Review and Summary: A. L. Kennedy’s Art and Madness, BBC Radio 3

On Sunday 22nd April, BBC Radio 3 aired a programme by writer A. L. Kennedy on the supposed links between art and madness. In this post, I want to briefly summarise Kennedy’s views within the programme and discuss some of the questions she raises.

“Losing one’s mind is a negative, terrifying experience, freeing it can be nerve-wracking too, but also exhilarating, beautiful and eloquent – for everyone.”

Kennedy begins by noting that we often link art and madness – we don’t link, for example, art and sport, or art and banking. As a female writer, she claims that ‘mad dead Sylvia Plath’ and ‘mad dead Virginia Woolf’ are her role models. As humans, we are ‘obsessed’ by ‘mad, dead’ icons – and, to some extent, this is a myth that can trivialise madness and marginalise art.
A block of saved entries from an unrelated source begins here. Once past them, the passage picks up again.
PR #1021, opened 2025-03-10
use CLOCK_BOOTTIME on FreeBSD

squell:
This is what ogsudo does as well.

But do note:
> Unlike on Linux, it does not run while the system is suspended.

### DIFF
--- a/src/system/time.rs
+++ b/src/system/time.rs
@@ -130,6 +130,68 @@ impl From<libc::timespec> for SystemTime {
     }
 }
 
+/// A timestamp relative to `CLOCK_BOOTTIME` on Linux and relative to `CLOCK_REALTIME` on FreeBSD.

But, what constitutes madness? Dorothy Rowe, Psychologist and writer, claims that even those with a ‘healthy mind’ cannot directly see reality. It is something which is impossible for us as human beings. We can only believe the ideas our brain gives us. Reality is in fact, she claims, a story we tell ourselves; how then, do we know what is, really is?

Further into the programme, Kennedy takes us as the listener on a journey to a hotel. She is suffering from dizziness, nausea and anxiety – something, she claims, that might suggest to the hotel receptionist that she is ‘stoned’. She explains that that wants to tell the receptionist that she is a professional – a writer, but suddenly, she is embarrassed and ashamed of her profession. To claim she is a writer, in this country in particular, will only confirm beliefs of extremity, eccentricity and madness. She asks, rather pivotally, has a long term exposure to her art harmed her?
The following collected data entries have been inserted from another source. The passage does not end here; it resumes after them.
Issue #598, opened 2023-06-28
Always initialize the terminal settings


pvdrz:
From [ogsudo's release notes](https://github.com/sudo-project/sudo/releases/tag/SUDO_1_9_14)

> When running a command in a pseudo-terminal, sudo will initialize the terminal settings even if it is the background process. Previously, sudo only initialized the pseudo-terminal when running in the foreground. This fixes an issue where a program that checks the window size would read the wrong value when sudo was running in the background.

bjorn3:
This has been done already ever since copying terminal settings was implemented in the first place: https://github.com/trifectatechfoundation/sudo-rs/commit/383a5d6e8c4dd5f60252004e475b5d8942041943#diff-5cced135c8f246547f87a749bc22451d3a237fb16833b281f07d334f705c279dR110

PR #1023, opened 2025-03-10
Make it a bit clearer when set_raw_mode runs

bjorn3:
Due to short-circuiting of && set_raw_mode only runs when foreground && !pipeline && !exec_bg

Found while looking into https://github.com/trifectatechfoundation/sudo-rs/issues/598.


squell:
Note for the reviewer: this is a neutral change wrt. functionality and merely a question of code aesthetics.

squell (approved):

Lisa Appignanesi, a British writer, states that there are many people self-diagnosed and professionally diagnosed with a mental illness who do not ‘create’ in some sense – therefore, there cannot be a direct link between art and ‘madness’. Why is it then, that we insist that all artists experience ‘bad times’?

Shakespeare’s portrayals of madness are interesting to note. For example, Hamlet is the “sanest guy” acting out in an insane situation and Lady MacBeth is maddened by destruction not construction – or creation. Shakespeare, then, could be said to focus on the insanity of the world, rather than the insanity of the artist.

The individual, it is claimed, is most defined as individual in extreme states. Madness, then, is an extreme expression of individuality.

The modern era of art embraced madness; something which could be portrayed as somewhat insulting to those who wake up every morning with no choice. Involuntary mental distress means that our guesses are wrong; we become anxious as a result of this, and then fearful – “we feel ourselves falling apart.” Often, literature on the connection between art and madness beautifies the experience of mentall illness. Psychiatrist R. D Laing once said that Schizophrenia was a type of poetry.

Kennedy looks at the work of William Kurelek. She asks if we choose to associated madness with artso that we don’t have to associate it with ourselves.

The connection that is usually made is one which states that the ‘mad’ artist creates more, or perhaps only creates at times when they are experiencing mental distress. This however, is evidentally not the case. Van Gogh, for example, could not paint during times of deep distress and Virginia Woolf would often only experience breakdowns after she had written.

Being an artist can often create another identity for someone who is suffering from a mental illness. They become an ‘artist’ as opposed to an ‘unwell person’. The creation of art can be therapeutic – not, as Kennedy claims, in the sense of Art Therapy, but in terms of the fact that producing art for many people makes them feel better. Does this not then undermine the myth if art is in fact a cure for madness?

Being an artist in itself can create turmoil and breakdowns. Performance artist Bobby Baker has claimed that the struggle of working so many hours for an unstable income led to her breakdown. Artists are often idolised, but not paid well for this idolisation. Baker would paint watercolours of her standing on the edge of a cliff during her darkest moments. Her daughter later revealed that she found these images comforting; to her it meant her mother was using an outlet for her feelings that didn’t involve actually going and standing on the edge of a cliff. We all have ideas and thoughts that are unacceptable, and artists ‘speak’ these thoughts. Baker describes the ‘nutty’ artist, who represents what we are scared to see in ourselves.

Being an artist is not just an occupation, often, it is what makes a person who they are. This can become all consuming. But we, as art viewers, can learn to live and understand ourselves through the work of artists. Art has the ability to help us deal with our lives; it goes on transforming, and it goes on being ‘new’. The ability to create, Kennedy claims, is not something restricted to the ‘mad’, it is in fact something for everyone. Through art we can change the story – we can see the light instead of the dark. It can help us be here, and be alive.